TTK Genel Müdürlüğü`nün HEMA`nın sözleşmesinin uzatmasının yasal olamadığını açıklayan temsilciler, kamu yararı göz önüne alınarak bunun iptal edilmesini istedi. Temsilciler daha sonra Cumhuriyet Savcılığı´na suç duyurusunda bulundu"


Dönemin Sendika Başkanı Ramazan Denizer´in Rıfat Dağdelen´le söz birliği yapıp Amasra´da başka, sendikada başka konuştuğu günlerdi.


Yaklaşık 1.5 yıl önce Dağdelen´i yerden yere vuranlar bugün tam tersini söylediler.


Lütfen objektif olalım.


Bence GMİS dahil Dağdelen´in alınmasına karşı çıkanlar objektif bir yaklaşım göstermedi.


Önce şunu soralım.


Kurumsal reform yapabilecek birini mi arıyoruz, yoksa Solcu´mu?


Bazı haklı endişeleriniz olabilir.


Ama artık lütfen bu önyargılarınızı değiştirin.

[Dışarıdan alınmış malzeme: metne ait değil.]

PR #3216, opened 2026-03-10
chore(node): Add edge runtime test coverage

dustinbyrne:
## Problem

The Node SDK exports an edge client, but we do not regularly validate tests in an edge runtime.

## Changes

- Add `test:edge-compat` script to run Node tests under `@edge-runtime/jest-environment`
- Add edge-compat tests to CI                                        
- Replace `AbortSignal.timeout()` in `fetchWithRetry` with manual `AbortController` + `clearTimeout` because the old approach leaked timers in edge runtimes where `setTimeout` returns numeric handles that can't be `unref()`'d
- Same fix for `_shutdown`'s `Promise.race` timeout
- Add test verifying the AbortController abort fires on slow requests

There is a patch release included in this PR but it's mostly cleanup to ensure we don't leak timers.

### Libraries affected

- [ ] All of them
- [ ] posthog-js (web)
- [x] posthog-node
- [ ] posthog-react-native
- [ ] @posthog/react
- [ ] @posthog/ai
- [ ] @posthog/convex
- [x] @posthog/core
- [ ] @posthog/next
- [ ] @posthog/nextjs-config
- [ ] @posthog/nuxt
- [ ] @posthog/rollup-plugin
- [ ] @posthog/webpack-plugin
- [ ] @posthog/types

## Checklist

- [x] Tests for new code

### If releasing new changes

### DIFF
--- a/.changeset/good-ties-double.md
+++ b/.changeset/good-ties-double.md
@@ -1,0 +1,5 @@
+---
+'@posthog/core': patch
+---
+
+fix: Clean up leaked timers in edge runtimes


.changeset/good-ties-double.md
```diff
@@ -0,0 +1,5 @@
+---
+'@posthog/core': patch
```
marandaneto, line 2: since node depends on @posthog/core, dont we need a node patch as well?

dustinbyrne: I believe it will automatically patch bump dependencies - will double check

PR #3222, opened 2026-03-10
fix(node): Stop sending config=true on server-side /flags requests

haacked:
## Problem

Server-side SDKs (posthog-node) send `config=true` on every `/flags` request, causing the server to include session recording settings, autocapture config, surveys, and other client-side-only configuration in the response. The node SDK never reads any of these config fields — it only uses flag-related fields (`flags`, `featureFlags`, `featureFlagPayloads`, `errorsWhileComputingFlags`, `quotaLimited`, `requestId`). This is wasted bandwidth on both client and server.

From production access logs, ~34% of `/flags` requests currently include `config=true`, with a significant portion coming from posthog-node.

## Changes

Change the default value of `fetchConfig` in `PostHogCoreStateless.getFlags()` from `true` to `false`.

This is safe because:
- **Client-side SDKs are unaffected** — the browser SDK (`PostHogCore._flagsAsync`) and React Native SDK both pass `fetchConfig` explicitly to `super.getFlags()`, never relying on the default.
- **Server-side SDKs get the correct behavior** — `getFeatureFlagDetailsStateless()` (the stateless path used by posthog-node) calls `this.getFlags()` without passing `fetchConfig`, so it was the only consumer relying on the default.

### Libraries affected

- [x] posthog-node

## Checklist

- [x] Tests for new code

### If releasing new changes

### DIFF
--- a/.changeset/rich-hats-rescue.md
+++ b/.changeset/rich-hats-rescue.md
@@ -1,5 +1,6 @@
 ---
 'posthog-node': patch
+'@posthog/core': patch
 ---
 
-Set config=false to request only the necessary data
+Omit the config query parameter by default to request only the necessary data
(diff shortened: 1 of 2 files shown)


dmarticus (approved):
ooops, must've missed this

PR #3223, opened 2026-03-11
chore(ci): sign release commits

Piccirello:
This is a prerequisite to enforcing commit signing in this repo.

### DIFF
--- a/.github/workflows/release.yml
+++ b/.github/workflows/release.yml
@@ -206,7 +206,7 @@ jobs:
             - name: Checkout repository
               uses: actions/checkout@v4
               with:
-                  ref: main
+                  ref: ${{ needs.version-bump.outputs.commit-hash }}
                   fetch-depth: 0
 
             - name: Setup environment


.github/workflows/release.yml
```diff
@@ -67,9 +67,9 @@ jobs:
         if: always() && needs.check-changesets.outputs.has-changesets == 'true'
         environment: 'NPM Release' # This will require an approval from a maintainer, they are notified in Slack above
         permissions:
-            contents: write
+            contents: read
```
Piccirello, line 70: This job performs all writes using the app token, so the `GITHUB_TOKEN` doesn't need `write` perms.

.github/workflows/release.yml
```diff
@@ -262,15 +249,6 @@ jobs:
               env:
                   NPM_CONFIG_PROVENANCE: true
```
rafaeelaudibert: <p class='graphite__hidden'><i>[Re: lines +234 to +250]</i></p>
What happens if publishing fails? Previously we'd not push the tag to github, but we do now. Will tagging again - if we retry deploying - work or will it fail?
<p class='graphite__hidden'>See this comment inline on <a href="https://app.graphite.com/github/pr/PostHog/posthog-js/3223?utm_source=unchanged-line-comment">Graphite</a>.</p>

.github/workflows/release.yml
```diff
@@ -250,10 +234,13 @@ jobs:
...
               if: steps.check-package-version.outputs.is-new-version == 'true'
               env:
+                  GH_TOKEN: ${{ secrets.GITHUB_TOKEN }}
                   PACKAGE_NAME: ${{ matrix.package.name }}
                   COMMITTED_VERSION: ${{ steps.check-package-version.outputs.committed-version }}
               run: |
-                  git tag -a "$PACKAGE_NAME@$COMMITTED_VERSION" -m "$PACKAGE_NAME@$COMMITTED_VERSION"
+                  gh api "repos/${{ github.repository }}/git/refs" \
+                    -f "ref=refs/tags/$PACKAGE_NAME@$COMMITTED_VERSION" \
+                    -f "sha=$(git rev-parse HEAD)"
```
Piccirello, line 250: I initially intended to create the release using the GitHub App token, that way it would be attributed to the app. But the necessary secrets are only available in the `release` environment, which this doesn't run it. Adding this step to the environment would require a second approval.

Ultimately I think this is ok. The goal is to ensure all commits/releases are signed, and not necessarily to ensure they're attributed to the GitHub app.

.github/workflows/release.yml
Piccirello: That's a great spot. Pushing a tag that already exists results in a 422 and a non-zero exit code. I'll swap the order of these so that the tag push occurs after the `pnpm publish`. This way the new process is functionally equivalent to the previous process.

.github/workflows/release.yml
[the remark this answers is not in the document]
Piccirello: Good find, I think this is a legit race condition.

@rafaeelaudibert I've fixed this in 633028634b45e322af929eaa6185eab9d2325d4e but would love to get your take before merging. If valid, we likely have this same race in our other release workflows.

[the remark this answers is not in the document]
rafaeelaudibert: Hmm, it's possible, yeah. I wonder if there's something better akin to `event.commit-sha` we could use? This way we know we're always pulling from the point in time this job/event was triggered

PR #3228, opened 2026-03-11
fix(replay): restart recorder when session rotates externally while idle

TueHaulund:
## Summary

- When the recorder is idle and an analytics event (e.g. `$pageleave`, `$exception`) triggers session rotation via `checkAndGetSessionAndWindowId` in posthog-core, the recorder failed to restart under the new session
- `_onSessionIdCallback` relied on `_updateWindowAndSessionIds` to detect the change, but that method returns early when `_isIdle` is true
- Result: analytics events go to the new session, recording data stays under the old session → "Recording not found"
- Fix: detect idle state in `_onSessionIdCallback` and directly call `stop()/start()` to restart under the new session

## Context

Investigated via support ticket #48896 95/100 "missing" recording sessions had recordings under a different session ID. 91/95 were activity timeout rotations (>30min idle gap).

## Test plan

- [x] Added regression test: `restarts recorder when session rotates externally while idle`
- [x] All 188 lazy-sessionrecording tests pass
- [x] All 420 replay tests pass
- [x] All 61 sessionid tests pass
- [ ] Runtime verification on EXAMIND platform (breakpoints at idle guard + callback)

### DIFF
--- a/packages/browser/src/__tests__/extensions/replay/lazy-sessionrecording.test.ts
+++ b/packages/browser/src/__tests__/extensions/replay/lazy-sessionrecording.test.ts
@@ -3466,6 +3466,8 @@ describe('Lazy SessionRecording', () => {
                 },
                 lastActivityTimestamp: expect.any(Number),
             })
+
+            expect(tryAddCustomEvent).toHaveBeenCalledTimes(3)
         })
 
         it('emits session linking events on session past maximum length', () => {
@@ -3509,6 +3511,8 @@ describe('Lazy SessionRecording', () => {
                 },
                 lastActivityTimestamp: expect.any(Number),
             })
+
+            expect(tryAddCustomEvent).toHaveBeenCalledTimes(3)
         })
 
         it('includes flushed_size with actual data size in session ending event', () => {
@@ -3586,6 +3590,8 @@ describe('Lazy SessionRecording', () => {
                     sessionPastMaximumLength: false,
                 },
             })
+
+            expect(tryAddCustomEvent).toHaveBeenCalledTimes(1)
         })
 
         it('always emits $session_id_change event regardless of change reason', () => {


packages/browser/src/extensions/replay/external/lazy-loaded-session-recorder.ts
```diff
@@ -920,10 +920,20 @@ export class LazyLoadedSessionRecording implements LazyLoadedSessionRecordingInt
 
         this._clearConditionalRecordingPersistence()
 
-        // Note: We don't call stop()/start() here because _updateWindowAndSessionIds
-        // already handles the restart. This callback fires synchronously during
-        // checkAndGetSessionAndWindowId(), so _updateWindowAndSessionIds will detect
-        // the session change and handle the restart after this callback returns.
+        if (this._isIdle === true) {
+            // When idle, _updateWindowAndSessionIds returns early at the _isIdle guard
```
pauldambra: but then `_updateWindowAndSessionIds` is called on rrweb events

so the sequence i'd expect is

* recorder goes idle
* posthog event fires
* and so session id changes
* recorder comes back from idle
* fires an rrweb event
* hits _updateWindowAndSessionIds
* we pick up new session id and restart

i wonder why not

which i guess is a long way of saying i wonder if we can handle this in one place to avoid having to think about several

pauldambra: session id changed while idle
is a good reason to at least stop the recorder though

packages/browser/src/__tests__/extensions/replay/lazy-sessionrecording.test.ts
```diff
@@ -3424,8 +3466,6 @@ describe('Lazy SessionRecording', () => {
                 },
                 lastActivityTimestamp: expect.any(Number),
             })
-
-            expect(tryAddCustomEvent).toHaveBeenCalledTimes(3)
```
pauldambra, line 3428: how come we lose these assertions?
(it's not like me  not to have made these assertions concrete tbh i'd have expected to assert "we call these N custom events in any order")

packages/browser/playwright/mocked/session-recording/session-rotation-scenarios.spec.ts
pauldambra, line 1: are we _certain_ the recorder is going idle and so we're exercising the new restart?
(i'd have to change the test to be sure, so i'm lazily asking how we know we're hitting our new restart? if we comment out the change does the test fail to confirm the bug?)

packages/browser/src/__tests__/extensions/replay/lazy-sessionrecording.test.ts
fasyy612: The previous broader consolidated approach needed this removed I think, but the current targeted change can have this back so I'll restore these 👀

packages/browser/playwright/mocked/session-recording/session-rotation-scenarios.spec.ts
fasyy612: good point 🤔 I'll try locally commenting it out to see if it's making any difference.

fasyy612: `restarts recorder when session rotates externally while idle` unit test fails locally without the change 📝

PR #3240, opened 2026-03-16
feat: add _overrideSDKInfo method for wrapper SDKs to override $lib and $lib_version

marandaneto:
## Problem

Wrapper SDKs (e.g. posthog-flutter, posthog-react-native) that use the browser JS SDK underneath currently have no way to override the `$lib` and `$lib_version` event properties. These are hardcoded to `'web'` and the JS SDK version respectively, making it impossible to attribute events to the correct wrapper SDK.

## Changes

- Added `LIB_NAME` to the internal `Config` object (alongside existing `LIB_VERSION`)
- Replaced hardcoded `$lib: 'web'` with `$lib: Config.LIB_NAME` in `event-utils.ts` and `lazy-loaded-session-recorder.ts`
- Added `_overrideSDKInfo(sdkName, sdkVersion)` method on the PostHog class, marked as `@internal`
- Wrapper SDKs can call `posthog._overrideSDKInfo('posthog-flutter', '5.0.0')` after init to override both values
- Added `Config.JS_SDK_VERSION` to preserve the original JS SDK version for the `ver` HTTP request query parameter, ensuring server-side debugging/compatibility is unaffected by wrapper overrides

### Libraries affected

- [x] posthog-js (web)

## Checklist

- [x] Tests for new code

### If releasing new changes

### DIFF
--- a/packages/browser/terser-mangled-names.json
+++ b/packages/browser/terser-mangled-names.json
@@ -355,6 +355,7 @@
         "_options",
         "_originalUserConfig",
         "_originatedFromCaptureException",
+        "_overrideSDKInfo",
         "_override_warning",
         "_pageHideListener",
         "_pageViewFallBack",


packages/browser/src/extensions/replay/external/lazy-loaded-session-recorder.ts
```diff
@@ -1224,7 +1224,7 @@ export class LazyLoadedSessionRecording implements LazyLoadedSessionRecordingInt
                     $snapshot_data: snapshotBuffer.data,
                     $session_id: snapshotBuffer.sessionId,
                     $window_id: snapshotBuffer.windowId,
-                    $lib: 'web',
```
marandaneto, line 1227: @PostHog/team-replay this will attribute recordings to flutter instead of web for flutter web apps cc @fivestarspicy 
recordings also have a source property: web|mobile we know if those flutter recordings are web or mobile

packages/browser/src/posthog-core.ts
```diff
@@ -2905,6 +2905,18 @@ export class PostHog implements PostHogInterface {
...
+     * @internal
+     * Allows wrapper SDKs (e.g. posthog-flutter, posthog-react-native) to override the
+     * `$lib` and `$lib_version` properties sent with every event.
+     *
+     * This is not a public API and may change without notice.
+     */
+    _overrideSDKInfo(sdkName: string, sdkVersion: string): void {
+        Config.LIB_NAME = sdkName
+        Config.LIB_VERSION = sdkVersion
+    }
```
marandaneto, line 2918: i prefer that over public fields in the posthog config file

packages/browser/src/extensions/replay/external/lazy-loaded-session-recorder.ts
fivestarspicy: thx manoel

PR #3242, opened 2026-03-16
feat(browser): Add support for pre-loaded remote-config

dustinbyrne:
## Problem

When using the upcoming snippet v2, the server provides version-pinned SDK assets via remote config. The browser SDK needs to support loading extensions (recorder, toolbar, etc.) from these versioned CDN paths instead of the default `/static/` route.

## Changes

- Added `sdkVersion` field to `RemoteConfig` type with `requested`, `resolved`, and optional `scriptBaseUrl` properties
- Added `_scriptBaseUrl` property to PostHog core, set from `config.sdkVersion.scriptBaseUrl` during remote config processing
- Updated external-scripts-loader to use the versioned base URL when `_scriptBaseUrl` is set, falling back to the existing `/static/` path for v1 snippet behavior
- `remote-config` scripts always load from the token-specific path regardless of `_scriptBaseUrl`
- Added unit tests for all new code paths

### Libraries affected

- [ ] All of them
- [x] posthog-js (web)
- [ ] posthog-node
- [ ] posthog-react-native
- [ ] @posthog/react
- [ ] @posthog/ai
- [ ] @posthog/convex
- [ ] @posthog/next
- [ ] @posthog/nextjs-config
- [ ] @posthog/nuxt
- [ ] @posthog/rollup-plugin
- [ ] @posthog/webpack-plugin
- [ ] @posthog/types

## Checklist

- [x] Tests for new code

### If releasing new changes

### DIFF
--- a/packages/browser/src/entrypoints/external-scripts-loader.ts
+++ b/packages/browser/src/entrypoints/external-scripts-loader.ts
@@ -109,6 +109,9 @@ assignableWindow.__PosthogExtensions__.loadExternalDependency = (
     // Default: load from /static/ via request router (snippet v1)
     let scriptUrlToLoad = `/static/${kind}.js` + `?v=${posthog.version}`
     if (kind === 'toolbar') {
+        // toolbar.js has a 24-hour CDN TTL but contains a rotating token valid for
+        // only 5 minutes. Bust the cache on a 5-minute boundary so the browser always
+        // fetches a fresh copy with a valid token.
         const fiveMinutesInMillis = 5 * 60 * 1000
         const timestampToNearestFiveMinutes = Math.floor(Date.now() / fiveMinutesInMillis) * fiveMinutesInMillis
         scriptUrlToLoad = `${scriptUrlToLoad}&t=${timestampToNearestFiveMinutes}`


packages/browser/src/entrypoints/external-scripts-loader.ts
```diff
@@ -90,23 +90,30 @@ assignableWindow.__PosthogExtensions__.loadExternalDependency = (
...
-        scriptUrlToLoad = `/array/${posthog.config.token}/config.js`
+        const url = posthog.requestRouter.endpointFor('assets', `/array/${posthog.config.token}/config.js`)
+        loadScript(posthog, url, callback)
+        return
+    }
+
+    // When the server provides a resolved SDK version (snippet v2),
+    // load from the version-prefixed path via the request router.
+    // No cache-busting needed — the version in the URL is the cache key.
+    if (posthog._resolvedSdkVersion) {
```
marandaneto, line 103: should we check for the `kind` here as well?
also, should we check for _resolvedSdkVersion even before the condition above?
i wonder how this works, is loadExternalDependency called multiple times with the same kind?

packages/browser/src/posthog-core.ts
```diff
@@ -613,6 +614,13 @@ export class PostHog implements PostHogInterface {
             this.sessionPropsManager = new SessionPropsManager(this, this.sessionManager, this.persistence)
         }
 
+        // Read resolved SDK version from pre-loaded config (snippet v2) before extensions
+        // initialize, so loadExternalDependency uses the versioned asset path
+        const preloadedConfig = assignableWindow._POSTHOG_REMOTE_CONFIG?.[this.config.token]?.config
+        if (preloadedConfig?.sdkVersion?.resolved) {
+            this._resolvedSdkVersion = preloadedConfig.sdkVersion.resolved
```
ioannisj: Probably a naive question here but is remote config guaranteed to be preloaded? if not, I don't see where we assign `_resolvedSdkVersion` elsewhere

dustinbyrne: It's served in the same document as array.js in the v2 web snippet. The preloaded remote config is executed and bound to the window before PostHog is initialized.

packages/browser/src/entrypoints/external-scripts-loader.ts
dustinbyrne: `kind` should be defined and reference an asset available in the version directory. The one outlier is `toolbar.js`, which is built and served from the Django app.

My decision (for now) is to build toolbar.js separately in CI and include it as a versioned asset.

We'd have better control over the versioning of the toolbar if it were a package in this repo. I think that's a reasonable future change worth making.

I don't believe it's ever called more than once for the same asset kind. If it is, it's likely in error. Though, we'd not be affecting this behavior either way.

The only thing before this is the special case for loading remote config. I think this will be unused but I'll circle back and double check.

packages/browser/src/posthog-core.ts
```diff
@@ -613,6 +614,13 @@ export class PostHog implements PostHogInterface {
...
+        }
```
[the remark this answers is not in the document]
dustinbyrne: I decided to drop this. If we need it, it can always be added back in later.

PR #3245, opened 2026-03-17
fix(flags): handle plain array and object forms in `overrideFeatureFlags`

dmarticus:
### Problem

`overrideFeatureFlags` in the browser SDK accepted plain arrays and plain objects in its type signature (`OverrideFeatureFlagsOptions`), but the implementation only handled two cases:
- `false` → clear overrides
- `{ flags: ..., payloads: ... }` → the explicit form

Passing a plain array like `['beta-feature']` or a plain object like `{'beta-feature': 'variant'}` would silently do nothing — the code checked for `'flags' in overrideOptions` which was `false` for these forms, so it fell through without registering any overrides.

This was reported by a customer who followed the (incorrect) docs and got no errors but no overrides either.

### Root cause

When `overrideFeatureFlags` was introduced in #1697, it only implemented the explicit `{ flags: ... }` form internally. The deprecated `override()` method papered over this by wrapping its arguments in `{ flags: ... }` before forwarding, so the old API kept working. But the type union and JSDoc both advertised the plain forms as valid for the new method — they just never worked.

When `overrideFeatureFlags` was later added to the node SDK in #2840, the contributor implemented all the forms the types promised (arrays, plain objects, and explicit), so the two SDKs diverged.

### Fix

Add the missing array and plain-object handling to the browser implementation, matching what the node SDK already does:

- **Plain array** (`['flag-a', 'flag-b']`): converts to `{ 'flag-a': true, 'flag-b': true }` and registers
- **Plain object** (`{'flag-a': 'variant'}`): registers directly as flag overrides (fallback after the `flags`/`payloads` check)

Also fixes the JSDoc in both `posthog-featureflags.ts` and `posthog.ts` to accurately document all supported forms.

### Changes

- `packages/browser/src/posthog-featureflags.ts` — Add array and plain-object branches to `overrideFeatureFlags`, fix JSDoc
- `packages/types/src/posthog.ts` — Fix JSDoc examples
- `packages/browser/src/__tests__/featureflags.test.ts` — Add 3 tests for the new shorthand forms

### DIFF
--- a/.changeset/honest-rats-raise.md
+++ b/.changeset/honest-rats-raise.md
@@ -1,0 +1,6 @@
+---
+'posthog-js': patch
+'@posthog/types': patch
+---
+
+handle plain array and object forms in overrideFeatureFlags


packages/browser/src/posthog-featureflags.ts
```diff
@@ -61,6 +61,15 @@ const PERSISTENCE_FEATURE_FLAG_PAYLOADS = '$feature_flag_payloads'
 const PERSISTENCE_OVERRIDE_FEATURE_FLAG_PAYLOADS = '$override_feature_flag_payloads'
 const PERSISTENCE_FEATURE_FLAG_REQUEST_ID = '$feature_flag_request_id'
 
+/** Converts an array of flag names to a Record where each flag is set to true. */
+const arrayToFlagsRecord = (flags: string[]): Record<string, string | boolean> => {
```
gustavohstrassburger: The return type always has true in the values of the object, so `string | boolean` is actually broader than it could be.

packages/browser/src/posthog-featureflags.ts
```diff
@@ -1013,6 +1030,16 @@ export class PostHogFeatureFlags implements Extension {
...
+        if (overrideOptions && typeof overrideOptions === 'object') {
+            this._instance.persistence.register({
+                [PERSISTENCE_OVERRIDE_FEATURE_FLAGS]: overrideOptions as Record<string, string | boolean>,
+            })
+            this._fireFeatureFlagsCallbacks()
+
+            return forceDebugLogger.info('Flag overrides set', { flags: overrideOptions })
+        }
+
         this._fireFeatureFlagsCallbacks()
```
gustavohstrassburger: In any scenario, is it expected to get here?

If not, we should probably add a log here.

And maybe we shouldn't even be calling `_fireFeatureFlagsCallbacks` (I wouldn't change that, but this seems like an error).

PR #3247, opened 2026-03-17
fix(browser): prevent silent identity switch during bootstrap and auto-identify anonymous users

dmarticus:
## Problem

When a server-side rendered page bootstraps feature flags for an identified user, but the browser has a stale anonymous identity in local persistence from a previous session, there's a mismatch between the identity used for flag evaluation on the server vs. client. This can cause:

1. Inconsistent feature flag behavior between server and client renders
2. Duplicate `$feature_flag_called` events for the same user
3. Analytics data attributed to the wrong identity

Additionally, the existing bootstrap logic would silently overwrite an already-identified user's `distinct_id` with a different bootstrap ID, causing an untracked identity switch that corrupts analytics.

Context: https://posthog.slack.com/archives/C07Q2U4BH4L/p1773674684145869

## Changes

**Auto-identify anonymous users on bootstrap**: When bootstrapping with `isIdentifiedID: true` and the local persistence has an anonymous user with a different `distinct_id`, we now automatically call `identify()` to properly merge the anonymous user into the identified user. This ensures the `$identify` event is fired with the correct `$anon_distinct_id`, enabling proper identity resolution on the server.

**Prevent silent identity switches**: When an already-identified user would be overwritten by a different bootstrap ID, we now log a warning and preserve the existing identity instead of silently switching. Users who need to switch identities should call `reset()` before reinitializing.

**Test improvements**: Added comprehensive test coverage for the new behavior, including verification of the `$identify` event payload and edge cases like `isIdentifiedID: undefined`.

### Libraries affected

- [x] posthog-js (web)

## Checklist

- [x] Tests for new code

### If releasing new changes

### DIFF
--- a/packages/browser/src/__tests__/posthog-core-also.test.ts
+++ b/packages/browser/src/__tests__/posthog-core-also.test.ts
@@ -3,6 +3,7 @@ import { mockLogger } from './helpers/mock-logger'
 import * as globals from '../utils/globals'
 import { document, window } from '../utils/globals'
 import { uuidv7 } from '../uuidv7'
+import { isUndefined } from '@posthog/core'
 import { ENABLE_PERSON_PROCESSING, USER_STATE } from '../constants'
 import { createPosthogInstance, defaultPostHog } from './helpers/posthog-instance'
 import { PostHogConfig, RemoteConfig } from '../types'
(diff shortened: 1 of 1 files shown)


packages/browser/src/posthog-core.ts
```diff
@@ -633,13 +633,49 @@ export class PostHog implements PostHogInterface {
...
+            const existingDistinctId = this.get_distinct_id()
+            const existingUserState = this.persistence.get_property(USER_STATE)
+
+            if (
+                config.bootstrap.isIdentifiedID &&
+                existingDistinctId != null &&
+                existingDistinctId !== bootstrapDistinctId &&
+                existingUserState === 'anonymous'
+            ) {
+                // The server bootstrapped flags for an identified user, but local persistence
```
dustinbyrne: nit picky
```suggestion
                // The server bootstrapped identity for an identified user, but local persistence
```

PR #3260, opened 2026-03-19
fix: Instead of throwing, log as an error if the recorder isn't yet fully available

kyleswank:
## Problem

We have a customer with an error popping up in their error tracker related to this thrown error. @pauldambra believes it is due to ad blockers. I wasn't able to fully recreate it but instead of throwing an error we can log here with the early return and hopefully not break anything terribly. 

## Changes

Changes a `throw` to a `logger.error`

### Libraries affected

- [ ] All of them
- [x] posthog-js (web)
- [ ] posthog-node
- [ ] posthog-react-native
- [ ] @posthog/react
- [ ] @posthog/ai
- [ ] @posthog/convex
- [ ] @posthog/next
- [ ] @posthog/nextjs-config
- [ ] @posthog/nuxt
- [ ] @posthog/rollup-plugin
- [ ] @posthog/webpack-plugin
- [ ] @posthog/types

## Checklist

- [ ] Tests for new code

### If releasing new changes

### DIFF
--- a/.github/workflows/check-posthog-major-version.yml
+++ b/.github/workflows/check-posthog-major-version.yml
@@ -24,6 +24,9 @@ jobs:
         
       - name: Check for major version bumps
         id: check-major
+        env:
+          # Avoid wrapping labels JSON in shell single quotes; apostrophes in label text break the script.
+          PR_LABELS_JSON: ${{ toJSON(github.event.pull_request.labels) }}
         run: |
           # Get only added changeset files in this PR
           changesets=$(git diff --name-only --diff-filter=A origin/${{ github.base_ref }}...HEAD | grep '^\.changeset/.*\.md$' | grep -v 'README.md' || true)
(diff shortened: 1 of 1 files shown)


packages/browser/src/extensions/replay/session-recording.ts
```diff
@@ -269,7 +269,8 @@ export class SessionRecording implements Extension {
 
     private _onScriptLoaded(startReason?: SessionStartReason) {
         if (!assignableWindow.__PosthogExtensions__?.initSessionRecording) {
-            throw Error('Called on script loaded before session recording is available')
+            logger.error('Called on script loaded before session recording is available')
```
pauldambra:
```suggestion
            logger.error('Called on script loaded before session recording is available. This can be caused by adblockers')
            this.instance.registerProperty('sdk_debug_recording_script_not_loaded': true)
```

that instance.registeFoo is from memory so definitely wrong...
probably want to register for session instead of permantently

kyleswank: Used register_for_session with a new property: $sdk_debug_recording_script_not_loaded

I also have a PR queued up for posthog to add it to the taxonomy.py

marandaneto: oh damn just saw this
i opened https://github.com/PostHog/posthog-js/pull/3266 but happy to keep this one

marandaneto: @kyleswank also add a changeset entry and the release label so we can publish a new version

kyleswank: @marandaneto changeset added, I just used yours, thanks for that! Also added the release label.

kyleswank: @marandaneto how do I fix these two tests that are failing? The version one doesn't make much sense to me and the playwright tests, as far as I can tell, aren't related to the code change.

pauldambra:
ok, ci green, ready when you are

Oturduğunuz yerden karşı çıkmak yerine kurumu Dağdelen´den daha iyi yönetebileceğine inandığınız bir ismi bulup siz önerin.



Laf mı adam mı?



Hayatta önemli laflar vardır.


Lafı herkes söyleyebilir.


Bencil ve bir o kadar da ikiyüzlü insanlar da söyleyebilir.


İyi niyetli ve vicdan duyguları körelmemiş insanlar da söyleyebilir.


Bu yüzden lafa değil, söyleyene bakmak gerekir.


Her güzel laf her ağıza yakışmaz.


Her güzel laf her yazanın kalemine yakışmaz.


Söylediğiniz lafla vicdanınız çelişmemeli.


Objektif olabilen insan lafa değil, adama bakar!.